# Website not working, but the app does



## taxlady (Jul 27, 2018)

Is anyone else having this issue? When I try going to the DC website I get, "The page isn't redirecting properly". But, I am not having any issues with the app on my phone.


----------



## Cooking Goddess (Jul 27, 2018)

I'm OK on my laptop, *taxy.* There were a couple of tabs that were taking their time loading, but I just closed them and retried and it was OK. Hope things work for you soon.


----------



## taxlady (Jul 29, 2018)

It doesn't even work right when I switch from FF to Chrome.  It works from my tablet. The website does let me sign in. Something about too many redirects or too many cookies.  I cleared all my DC cookies.


----------



## taxlady (Aug 27, 2018)

w00t!
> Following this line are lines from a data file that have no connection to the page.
PR #1979, opened 2021-10-08
Add js_escape and js_unescape

justinsteven:
This adds `util.packing.js_escape()` and `util.packing.js_unescape()`

These are useful for preparing binary data in such a way that it can be placed in memory using a JavaScript engine.

I'm not completely sure that I'm using `@LocalNoarchContext` correctly, or that my function signatures/docstrings are correct.

# Demo

```plain
>>> import pwn

>>> pwn.js_escape(pwn.cyclic(64))
'%u6161%u6161%u6162%u6161%u6163%u6161%u6164%u6161%u6165%u6161%u6166%u6161%u6167%u6161%u6168%u6161%u6169%u6161%u616a%u6161%u616b%u6161%u616c%u6161%u616d%u6161%u616e%u6161%u616f%u6161%u6170%u6161'

>>> pwn.js_unescape(pwn.js_escape(pwn.cyclic(64))) == pwn.cyclic(64)
True
```

Using IE11, this cyclic pattern can be put into memory with:

```html
<html>
<body>
<div id="my_div">
<script>
var data = unescape("%u6161%u6161%u6162%u6161%u6163%u6161%u6164%u6161%u6165%u6161%u6166%u6161%u6167%u6161%u6168%u6161%u6169%u6161%u616a%u6161%u616b%u6161%u616c%u6161%u616d%u6161%u616e%u6161%u616f%u6161%u6170%u6161");
var div_container = document.getElementById("my_div");
div_container.title = data;
</script>
</body>
</html>
```

WinDbg then says:

```plain
0:024> s -a 0 L?80000000 aaaabaaacaaadaaa
0337a940  61 61 61 61 62 61 61 61-63 61 61 61 64 61 61 61  aaaabaaacaaadaaa
09edb960  61 61 61 61 62 61 61 61-63 61 61 61 64 61 61 61  aaaabaaacaaadaaa
09ee1840  61 61 61 61 62 61 61 61-63 61 61 61 64 61 61 61  aaaabaaacaaadaaa
0a24773c  61 61 61 61 62 61 61 61-63 61 61 61 64 61 61 61  aaaabaaacaaadaaa
```


justinsteven:
I've just realized this could also go in `util.fiddling`. Thoughts?

justinsteven:
Is there anything I can do to get this across the line? In the meantime can this please be given the label `hacktoberfest-accepted`

Arusekk:
Fiddling would be a better place I guess.

pwnlib/util/fiddling.py
```diff
@@ -971,3 +973,116 @@ def bnot(value, width=None):
...
+    if len(padding) != 1:
+        raise ValueError("Padding must be a single byte")
+    padding = packing._need_bytes(padding)
+
+    if len(data) % 2:
+        data += padding[0:1]
+
+    if isinstance(data, six.string_types):
+        # Give Python 2 an iterable of ints, similar to how a Python 3 bytes works
+        data = map(ord, data)
```
Arusekk: There is a universal cross-version way to handle this:
```suggestion
    data = bytearray(data)
```
not sure, but it is possible that we do it already in _need_bytes.

pwnlib/util/fiddling.py
```diff
@@ -971,3 +973,116 @@ def bnot(value, width=None):
...
+                    raise ValueError('Failed to decode token: %s' % s[p:p+6])
+                res.append(packing.p16(n))
+                p += 6
+            elif s[p+1] in string.hexdigits and s[p+2] in string.hexdigits:
+                # Decode Non-Unicode token e.g. %E4
+                raise NotImplementedError('Non-Unicode %% tokens are not supported: %s' % s[p:p+3])
+            else:
+                raise ValueError('Bad %% token: %s' % s[p:p+3])
+        else:
+            res.append(packing._encode(s[p]))
```
Arusekk: Why packing._encode? Shouldn't we stick to UTF-16 for literal bytes, i.e. use `packing.p16(ord(s[p]))` too?

I guess from my basic tests that the non-unicode token is just a shorthand for a zero-upper unicode token, like `%E4 == %u00E4`, like python's infamous `'\xc0' == '\u00c0'` only creating confusion with `b'\xc0'`.
I also guess that new emoji and other high codepoints are always represented by strings of length 2 (`String.fromCodePoint(0x10ffff).length === 2`) so we could convert emoji stuff to surrogates in order to be strict (in Python `len("\U0010FFFF")==1`); not sure where it applies, but would be helpful if some CTF challenge needs emoji for some exotic reason.

I hate reading ECMAScript specs, so I only tested my Firefox, but if I were to write the standards, I would precisely define these cases for sure.

pwnlib/util/packing.py
```diff
@@ -1,6 +1,6 @@
  # -*- coding: utf-8 -*-
 r"""
-Module for packing and unpacking integers.
+Module for packing and unpacking integers and data.
```
Arusekk: A revert for this file?

pwnlib/util/fiddling.py
```diff
@@ -971,3 +973,116 @@ def bnot(value, width=None):
...
+    '%uadde%u61be'
+
+    >>> js_escape(b'aaaa')
+    '%u6161%u6161'
+    """
+    data = packing._need_bytes(data)
+
+    if len(padding) != 1:
+        raise ValueError("Padding must be a single byte")
+    padding = packing._need_bytes(padding)
```
Arusekk: Different ordering.

```suggestion
    padding = packing._need_bytes(padding)
    if len(padding) != 1:
        raise ValueError("Padding must be a single byte")
```

Arusekk (changes requested):
I finally had time to review this thoroughly. I am now sure I understand (and agree with) everything I haven't mentioned.

pwnlib/util/packing.py
Arusekk:
```suggestion
Module for packing and unpacking integers.
```

pwnlib/util/packing.py
```diff
@@ -35,6 +35,7 @@
 
 import collections
 import six
+import string
```
Arusekk:
```suggestion
```

pwnlib/util/fiddling.py
Arusekk:
```suggestion
            res.append(packing.p16(ord(s[p])))
```

pwnlib/util/fiddling.py
```diff
@@ -971,3 +973,116 @@ def bnot(value, width=None):
...
+
+    >>> js_unescape('%u4141%E4%F6%FC%u4141')
+    Traceback (most recent call last):
+    NotImplementedError: Non-Unicode % tokens are not supported: %E4
+
+    >>> js_unescape('%u4141%zz%u4141')
+    Traceback (most recent call last):
+    ValueError: Bad % token: %zz
+    """
+    s = packing._need_text(s)
```
Arusekk:
```suggestion
    s = packing._decode(s)
```

PR #1980, opened 2021-10-08
Using native features of built-in functions over built-in operations in config.py

alanyee:
# Pwntools Pull Request

Use lazy logging and use second argument of `.get()` instead of relying on `or`

### DIFF
--- a/pwnlib/config.py
+++ b/pwnlib/config.py
@@ -55,8 +55,8 @@ def initialize():
     from pwnlib.log import getLogger
     log = getLogger(__name__)
 
-    xdg_config_home = (os.environ.get('XDG_CONFIG_HOME') or
-                       os.path.expanduser("~/.config"))
+    xdg_config_home = os.environ.get('XDG_CONFIG_HOME',
+                                     os.path.expanduser("~/.config"))
 
     c = configparser.ConfigParser()
     c.read(['/etc/pwn.conf',
@@ -65,7 +65,7 @@ def initialize():
 
     for section in c.sections():
         if section not in registered_configs:
-            log.warn("Unknown configuration section %r" % section)
+            log.warn("Unknown configuration section %r", section)
             continue
         settings = dict(c.items(section))
         registered_configs[section](settings)


pwnlib/config.py
```diff
@@ -55,8 +55,8 @@ def initialize():
     from pwnlib.log import getLogger
     log = getLogger(__name__)
 
-    xdg_config_home = (os.environ.get('XDG_CONFIG_HOME') or
-                       os.path.expanduser("~/.config"))
+    xdg_config_home = os.environ.get('XDG_CONFIG_HOME',
```
Arusekk, line 58: Does this work? `os.path.join((a,b), c)`?

alanyee: No that would return:
```python
TypeError: expected str, bytes or os.PathLike object, not tuple
```
What is your intention for `os.path.join((a,b), c)`? Is perhaps `os.path.join(a, b, c)` what you are looking for?

Arusekk: And this is just the error that you would get running this code as far as I see. Or I am wrong, which may be the case as well.

alanyee: @Arusekk I am bit confused on what you are asking or inferring.
The original syntax is:
```python
xdg_config_home = (os.environ.get('XDG_CONFIG_HOME') or os.path.expanduser("~/.config"))
```
I have changed it to:
```python
xdg_config_home = os.environ.get('XDG_CONFIG_HOME', os.path.expanduser("~/.config"))
```
which maintains the original behavior but with a more Pythonic syntax. `xdg_config_home` in both cases is either the value of `os.environ.get('XDG_CONFIG_HOME') ` or `os.path.expanduser("~/.config")` depending on if `os.environ.get('XDG_CONFIG_HOME')` returns a `True` or equivalent of a `True` value.

Are you referring to line 62-64:
```python
c.read(['/etc/pwn.conf',
        os.path.join(xdg_config_home, 'pwn.conf'),
        os.path.expanduser('~/.pwn.conf')])
```
I have left code snippet unchanged. And I only see a function call on a list in the form of:
```python
[filepath_string,
os.path.join(a, b),
os.path.expanduser(another_filepath_string)]
```
I don't see where `os.path.join((a,b), c)` is coming from with the changes I have made.

Arusekk: Ah sure, so sorry for wasting your time on that.

PR #1981, opened 2021-10-08
Make cyclic_find work with large int values

### LINKED ISSUE #1965: cyclic_find() does not work when given an integer needle larger than 2**(8n)-1
I understand that a decision was made to not take the `n` value (for `cyclic()` and `cyclic_find()`) from the `context` in favour of backwards compatibility. See #484

The workaround is that, while `cyclic()` and `cyclic_find()` have a default `n` of 4, `cyclic_find()` will allow you to specify more than `n` bytes as a needle, and will loudly truncate to the first four bytes before doing a lookup:

```
% git -C /opt/pwntools rev-parse HEAD
bd12d1874f17e1fd6a9b26411ccc7ccd6c31f4cb

% python3
Python 3.9.2 (default, Feb 28 2021, 17:03:44)
[GCC 10.2.1 20210110] on linux

>>> import pwn, pwnlib

>>> pwnlib.__version__
'4.8.0dev'

>>> pwn.cyclic_find(pwn.cyclic()[1000:1004])
1000

>>> pwn.cyclic_find(pwn.cyclic()[1000:1008])
[!] cyclic_find() expects 4-byte subsequences by default, you gave b'zaakbaak'
    Unless you specified cyclic(..., n=8), you probably just want the first 4 bytes.
    Truncating the data at 4 bytes.  Specify cyclic_find(..., n=8) to override this.
1000
```

However, there is no such accommodation when giving an integer-type needle that is larger than `2**(8n)-1` (i.e. larger than `0xffffffff`)

This works:

```
>>> pwn.cyclic_find(pwn.u32(pwn.cyclic()[1000:1004]))
1000
```

This doesn't:

```
>>> pwn.cyclic_find(pwn.u64(pwn.cyclic()[1000:1008]))
  File "/opt/pwntools/pwnlib/context/__init__.py", line 1547, in setter
    return function(*a, **kw)
  File "/opt/pwntools/pwnlib/util/cyclic.py", line 211, in cyclic_find
    subseq = packing.pack(subseq, bytes=n)
  File "/opt/pwntools/pwnlib/util/packing.py", line 149, in pack
ValueError: pack(): number does not fit within word_size [0, 7737572710135456122, 4294967296]
```

See also:

```
>>> pwn.cyclic_find(2**32-1)
-1

>>> pwn.cyclic_find(2**32)
  File "/opt/pwntools/pwnlib/context/__init__.py", line 1547, in setter
    return function(*a, **kw)
  File "/opt/pwntools/pwnlib/util/cyclic.py", line 211, in cyclic_find
    subseq = packing.pack(subseq, bytes=n)
  File "/opt/pwntools/pwnlib/util/packing.py", line 149, in pack
ValueError: pack(): number does not fit within word_size [0, 4294967296, 4294967296]
```

Getting `-1` for the first test there makes sense, since `b'\xff\xff\xff\xff'` isn't in a normal `cyclic()` pattern. The second test in an ideal world would also return `-1` because nothing that looks like `b'\x00\x00\x00\x00\x01\x00\x00\x00'`, no matter how it's truncated, appears in the normal `cyclic()` pattern.

Off the top of my head, perhaps if the user gives an int to `cyclic_find()` that is `>= 2**(8n)` then the value should be loudly truncated similarly to the case where more than `n` bytes are given.

I normally work with x86 systems, I don't know if `cyclic_find()` has any affordances for endianness when given an integer needle, but if so they should be taken into account when truncating.

justinsteven:
This resolves #1965 by making `cyclic_find()` work with integers larger than what could fit in n bytes.

It does so by truncating the integer value, similarly to how `cyclic_find()` has been truncating long bytes-type values. It honours `context.endianness` in its truncation.

I also tidied up the warning in the case of overly long bytes-type values. It was printing `4` instead of pulling from `n`.

# Demo

Old behavior:

```plain
>>> import pwn

>>> pwn.cyclic_find(b"baaa")
4

>>> pwn.cyclic_find(b"baaacaaa")
[!] cyclic_find() expects 4-byte subsequences by default, you gave b'baaacaaa'
    Unless you specified cyclic(..., n=8), you probably just want the first 4 bytes.
    Truncating the data at 4 bytes.  Specify cyclic_find(..., n=8) to override this.
4

>>> pwn.cyclic_find(pwn.u32(b"baaa"))
4

>>> pwn.cyclic_find(pwn.u64(b"baaacaaa"))
  File "/opt/pwntools/pwnlib/context/__init__.py", line 1547, in setter
    return function(*a, **kw)
  File "/opt/pwntools/pwnlib/util/cyclic.py", line 211, in cyclic_find
    subseq = packing.pack(subseq, bytes=n)
  File "/opt/pwntools/pwnlib/util/packing.py", line 149, in pack
ValueError: pack(): number does not fit within word_size [0, 7016996773883371874, 4294967296]
```

Even setting `endian.context` doesn't resolve it:

```plain
>>> with pwn.context.local(arch="amd64"):
...   pwn.cyclic_find(pwn.u64(b"baaacaaa"))
...
  File "<stdin>", line 2, in <module>
  File "/opt/pwntools/pwnlib/context/__init__.py", line 1547, in setter
    return function(*a, **kw)
  File "/opt/pwntools/pwnlib/util/cyclic.py", line 211, in cyclic_find
    subseq = packing.pack(subseq, bytes=n)
  File "/opt/pwntools/pwnlib/util/packing.py", line 149, in pack
ValueError: pack(): number does not fit within word_size [0, 7016996773883371874, 4294967296]
```

New behavior:

```plain
>>> import pwn

>>> pwn.cyclic_find(b"baaa")
4

>>> pwn.cyclic_find(b"baaacaaa")
[!] cyclic_find() expected a 4-byte subsequence, you gave b'baaacaaa'
    Unless you specified cyclic(..., n=8), you probably just want the first 4 bytes.
    Truncating the data at 4 bytes.  Specify cyclic_find(..., n=8) to override this.
4

>>> pwn.cyclic_find(pwn.u32(b"baaa"))
4

>>> pwn.cyclic_find(pwn.u64(b"baaacaaa"))
[!] cyclic_find() expected an integer argument < 0x100000000, you gave 0x6161616361616162
    Unless you specified cyclic(..., n=8), you probably just want the first 4 bytes.
    Truncating the data at 4 bytes.  Specify cyclic_find(..., n=8) to override this.
4

>>> pwn.cyclic_find(pwn.u64(b"baaacaaa", endian="big"), endian="big")
[!] cyclic_find() expected an integer argument < 0x100000000, you gave 0x6261616163616161
    Unless you specified cyclic(..., n=8), you probably just want the first 4 bytes.
    Truncating the data at 4 bytes.  Specify cyclic_find(..., n=8) to override this.
4

```

While I filed #1965 as a bug, I'm not sure this warrants backporting to stable. It is behaviour that has been completely blowing up on users so far, so they'd be used to routing around it.

### DIFF
--- a/CHANGELOG.md
+++ b/CHANGELOG.md
@@ -66,10 +66,12 @@ The table below shows which release corresponds to each branch, and what date th
 - [#1922][1922] Fix logic in `wait_for_debugger`
 - [#1828][1828] libcdb: Load debug info and unstrip libc binary
 - [#1939][1939] Fix error in validating log levels
+- [#1981][1981] Fix `cyclic_find()` to make it work with large int values
 
 [1922]: https://github.com/Gallopsled/pwntools/pull/1922
 [1828]: https://github.com/Gallopsled/pwntools/pull/1828
 [1939]: https://github.com/Gallopsled/pwntools/pull/1939
+[1981]: https://github.com/Gallopsled/pwntools/pull/1981
 
 ## 4.7.0 (`beta`)
 
--- a/pwnlib/util/cyclic.py
+++ b/pwnlib/util/cyclic.py
@@ -221,10 +221,10 @@ def cyclic_find(subseq, alphabet = None, n = None):
         if subseq >= 2**(8*n):
             # Assumption: The user has given an integer that is more than 2**(8n) bits, but would otherwise fit within
             #  a register of size 2**(8m) where m is a multiple of four
-            notice = ("cyclic_find() expected an integer argument < {cap:#x}, you gave {gave:#x}\n"
+            notice = ("cyclic_find() expected an integer argument <= {cap:#x}, you gave {gave:#x}\n"
                       "Unless you specified cyclic(..., n={fits}), you probably just want the first {n} bytes.\n"
                       "Truncating the data at {n} bytes.  Specify cyclic_find(..., n={fits}) to override this.").format(
-                cap=2**(8*n),
+                cap=2**(8*n)-1,
                 gave=subseq,
                 # The number of bytes needed to represent subseq, rounded to the next 4
                 fits=int(round(float(subseq.bit_length()) / 32 + 0.5) * 32) // 8,
--- a/pwnlib/util/cyclic.py
+++ b/pwnlib/util/cyclic.py
@@ -197,6 +197,16 @@ def cyclic_find(subseq, alphabet = None, n = None):
         >>> cyclic_find(0x61616162, endian='big')
         1
 
+        Similarly to the case where you can provide a bytes value that is longer
+        than four bytes, you can provided an integer value that is larger than
+        what can be held in four bytes. If such a large value is given, it is
+        automatically truncated.
+
+        >>> cyclic_find(0x6161616361616162)
+        4
+        >>> cyclic_find(0x6261616163616161, endian='big')
+        4
+
         You can use anything for the cyclic pattern, including non-printable
         characters.
 
@@ -208,14 +218,32 @@ def cyclic_find(subseq, alphabet = None, n = None):
         n = context.cyclic_size
 
     if isinstance(subseq, six.integer_types):
+        if subseq >= 2**(8*n):
+            # Assumption: The user has given an integer that is more than 2**(8n) bits, but would otherwise fit within
+            #  a register of size 2**(8m) where m is a multiple of four
+            notice = ("cyclic_find() expected an integer argument < {cap:#x}, you gave {gave:#x}\n"
+                      "Unless you specified cyclic(..., n={fits}), you probably just want the first {n} bytes.\n"
+                      "Truncating the data at {n} bytes.  Specify cyclic_find(..., n={fits}) to override this.").format(
+                cap=2**(8*n),
+                gave=subseq,
+                # The number of bytes needed to represent subseq, rounded to the next 4
+                fits=int(round(float(subseq.bit_length()) / 32 + 0.5) * 32) // 8,
+                n=n,
+            )
+            log.warn_once(notice)
+            if context.endian == 'little':
+                subseq &= 2**(8*n) - 1
+            else:
+                while subseq >= 2**(8*n):
+                    subseq >>= 8*n
         subseq = packing.pack(subseq, bytes=n)
     subseq = packing._need_bytes(subseq, 2, 0x80)
 
     if len(subseq) != n:
-        log.warn_once("cyclic_find() expects %i-byte subsequences by default, you gave %r\n"
-            "Unless you specified cyclic(..., n=%i), you probably just want the first 4 bytes.\n"
-            "Truncating the data at 4 bytes.  Specify cyclic_find(..., n=%i) to override this.",
-            n, subseq, len(subseq), len(subseq))
+        log.warn_once("cyclic_find() expected a %i-byte subsequence, you gave %r\n"
+            "Unless you specified cyclic(..., n=%i), you probably just want the first %d bytes.\n"
+            "Truncating the data at %d bytes.  Specify cyclic_find(..., n=%i) to override this.",
+            n, subseq, len(subseq), n, n, len(subseq))
         subseq = subseq[:n]
 
     if alphabet is None:


justinsteven:
The CI failure doesn't look related to this PR

Arusekk (approved):

zachriggle:
Thanks for the PR, but this situation is already handled and the code is behaving correctly.

Set `context.cyclic_size` or manually specify the size when calling `cyclic_find`.

```
>>> cyclic_find(u64(b'baaacaaa'), n=8)
3515208
```

```
>>> context.bytes = 8
>>> context.cyclic_size = 8
>>> cyclic_find(u64(b'baaacaaa'))
3515208
```

I do agree we need a better error message, but the behavior is correct, and the default cyclic size is ALWAYS four bytes.  It looks in your case, you do indeed have a 4-byte cyclic pattern, but are decoding it incorrectly.

To save confusion in the future, just pass the bytes directly to cyclic_find and it will do the right thing.

```
>>> from pwn import *
>>> cyclic_find(b'baaacaaa')
[!] cyclic_find() expects 4-byte subsequences by default, you gave b'baaacaaa'
    Unless you specified cyclic(..., n=8), you probably just want the first 4 bytes.
    Truncating the data at 4 bytes.  Specify cyclic_find(..., n=8) to override this.
4
```

justinsteven:
Thanks @zachriggle 

While it might be a minor issue, the current working-as-intended behaviour can be a nuisance in some cases. #1965 shows some of these, but perhaps they're not presented as enough of a real-world problem.

>  It looks in your case, you do indeed have a 4-byte cyclic pattern, but are decoding it incorrectly.

What I'm speaking of is the case where I've used, say, `pwn.cyclic()` or `pwn.flat()`. Neither of these respect `context.arch` or `context.bytes` to set the `n` value - and for `pwn.flat()` you _can't_ set the n value unless you do `pwn.flat({32: 0x41414141}, filler=pwn.de_bruijn(n=8))` which isn't easy to remember to do.

I've then got a crash with a register being, say, 0x6b6161666b616165. I'd like to pass this to `cyclic_find()`.

It currently doesn't work:

```plain
>>> with pwn.context.local(arch="amd64"):
...   pwn.cyclic_find(0x6b6161666b616165)
...
  File "<stdin>", line 2, in <module>
  File "/opt/pwntools/pwnlib/context/__init__.py", line 1547, in setter
    return function(*a, **kw)
  File "/opt/pwntools/pwnlib/util/cyclic.py", line 211, in cyclic_find
    subseq = packing.pack(subseq, bytes=n)
  File "/opt/pwntools/pwnlib/util/packing.py", line 149, in pack
ValueError: pack(): number does not fit within word_size [0, 7737572727315325285, 4294967296]
```

Curiously we do have support for overly long bytes subsequences:

```plain
>>> with pwn.context.local(arch="amd64"):
...   pwn.cyclic_find(pwn.p64(0x6b6161666b616165))
...
[!] cyclic_find() expects 4-byte subsequences by default, you gave b'eaakfaak'
    Unless you specified cyclic(..., n=8), you probably just want the first 4 bytes.
    Truncating the data at 4 bytes.  Specify cyclic_find(..., n=8) to override this.
1016
```

To get around this API inconsistency and to successfully use `pwn.cyclic_find()` I'd currently have to:

* Use an unnecessary `pwn.p64()` to turn it into bytes to take advantage of the fact that `cyclic_find()` does work with 8 byte _bytes_ subsequences (see above) - `pwn.cyclic_find(pwn.p64(0x6b6161666b616165))`
* Manually trim the int value so that it's a 32-bit value (error prone) - `pwn.cyclic_find(0x666b616165)` - oops, I messed it up :upside_down_face: 
* Mask it with 0xffffffff so that it's a 32-bit value (not intuitive code) - `pwn.cyclic_find(0x6b6161666b616165 & 0xffffffff)`

None of which are terribly clean. I'd rather pwntools trim the overly large int for me, and warn loudly when it does so, just as it's currently doing for overly long bytes subsequences.

To make things simpler, this PR allows users to do:

```plain
>>> pwn.cyclic_find(0x6b6161666b616165)
[!] cyclic_find() expected an integer argument < 0x100000000, you gave 0x6b6161666b616165
    Unless you specified cyclic(..., n=8), you probably just want the first 4 bytes.
    Truncating the data at 4 bytes.  Specify cyclic_find(..., n=8) to override this.
1016
```

Sure it gives an ugly warning, and perhaps it's something that people "shouldn't" be doing, but it does bring the handling of large ints into alignment with how we're handling overly long bytes.

If catering to this use case isn't something that pwntools is interested in doing, then that's ok. It sure would shave off a rough edge for me though.

But on the other hand, does this PR break something I'm not aware of?

zachriggle:
> To make things simpler, this PR allows users to do:
> >>> pwn.cyclic_find(0x6b6161666b616165)
> [!] cyclic_find() expected an integer argument < 0x100000000, you gave 0x6b6161666b616165
>     Unless you specified cyclic(..., n=8), you probably just want the first 4 bytes.
>     Truncating the data at 4 bytes.  Specify cyclic_find(..., n=8) to override this.
> 1016

Then I completely misunderstood the intent of this PR, and my diatribe can be safely ignored.

Everything sounds good to me, though I'd prefer `<= 0xffffffff` vs `< 0x100000000` but that's just stylistic.

justinsteven:
> I'd prefer `<= 0xffffffff` vs `< 0x100000000` but that's just stylistic

Ah yep, totally agree. Updated.

```plain
>>> pwn.cyclic_find(0x6b6161666b616165)
[!] cyclic_find() expected an integer argument <= 0xffffffff, you gave 0x6b6161666b616165
    Unless you specified cyclic(..., n=8), you probably just want the first 4 bytes.
    Truncating the data at 4 bytes.  Specify cyclic_find(..., n=8) to override this.
1016
```

PR #1991, opened 2021-11-03
Display nice error message on unavailable ret2csu

### LINKED ISSUE #1941: ret2csu seems broken
If I try your example for ret2libcsu I get a syntax error:

```
  File "/home/jonathan/Projekte/CTF/uiuctf/./exploit.py", line 38, in <module>
    main()
  File "/home/jonathan/Projekte/CTF/uiuctf/./exploit.py", line 28, in main
    r.ret2csu(1, 2, 3, 4, 5, call=0xdeadbeef)
  File "/home/jonathan/.local/lib/python3.9/site-packages/pwnlib/rop/rop.py", line 1458, in ret2csu
    if elf.pie:
UnboundLocalError: local variabe 'elf' referenced before assignment
```

The offending code in rop.py looks like this:

```
        exes = (elf for elf in self.elfs if not elf.library and elf.bits == 64)
        if not exes:
            log.error('No non-library binaries in [elfs]')

        nonpie = csu = None
        for elf in exes:
            if not elf.pie:
                if '__libc_csu_init' in elf.symbols:
                    break
                nonpie = elf
            elif '__libc_csu_init' in elf.symbols:
                csu = elf

        if elf.pie:
            if nonpie:
                elf = nonpie
            elif csu:
                elf = csu

        from .ret2csu import ret2csu
        ret2csu(self, elf, edi, rsi, rdx, rbx, rbp, r12, r13, r14, r15, call)
```

I dont think that this is right since elf is never referenced before the if condition (it is in the for loop but the if is not inside the for loop).

Arusekk:
Fixes #1941

### DIFF
--- a/pwnlib/rop/rop.py
+++ b/pwnlib/rop/rop.py
@@ -1477,8 +1477,6 @@ class ROP(object):
         # Find an appropriate, non-library ELF.
         # Prioritise non-PIE binaries so we can use _fini
         exes = (elf for elf in self.elfs if not elf.library and elf.bits == 64)
-        if not exes:
-            log.error('No non-library binaries in [elfs]')
 
         nonpie = csu = None
         for elf in exes:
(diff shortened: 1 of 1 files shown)


Arusekk:
@JHeinzde does this solve the problem?

PR #1997, opened 2021-11-15
Fix CI failures

Arusekk:
The main change is a new apport core file behaviour.
Actually, they probably updated their docker (or VM) images last weeks-ish,
then Github got it, and we started getting failures because of using 'latest'.
They totally changed the logic of that 'apport' thing,
and it now drops core files in `/var/lib/apport/coredump`
instead of the current working directory.

Ubuntu, why are you doing this to us?
I seriously mean that Ubuntu is the most silly distro out there.
Debian? Wonderful. Mageia? Usable. Gentoo? Never had any problems with that. Arch? It quite works, btw.
Ubuntu? Uhm... ever heard of optimizing UX of new users at the expense of everyone else? That's Ubuntu.

I seriously had to do a fresh install of newest Ububububu 21.10 in a VM to debug that, because core file pattern is a per-kernel feature, and is not namespace-tunable, thus untestable in containers.

Why is that even... ugh.  Nevermind.  It works now, at least.
But for how long?

### DIFF
--- a/.github/workflows/ci.yml
+++ b/.github/workflows/ci.yml
@@ -81,7 +81,7 @@ jobs:
         ulimit -c unlimited
         cat /proc/sys/kernel/core_pattern
         cat /proc/sys/kernel/core_uses_pid
-        ( cd $(mktemp -d); sh -c 'kill -11 $$' || true; ls -la ./*core* /var/crash/*.crash;) || true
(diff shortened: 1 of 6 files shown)


Arusekk:
Merging, so that people can base their work of something that works.

And so that they can use pwntools in latest Ubuntu :-------------)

Finally, I can see and post using the website again.


----------



## Just Cooking (Aug 27, 2018)

That seems to happen now and then.. I just go on to something else and its fine when I go back to it..
Ross


----------



## taxlady (Aug 27, 2018)

Just Cooking said:


> That seems to happen now and then.. I just go on to something else and its fine when I go back to it..
> Ross


Yeah, tried that. It's been a month and I have been trying every few days, but today it finally worked.


----------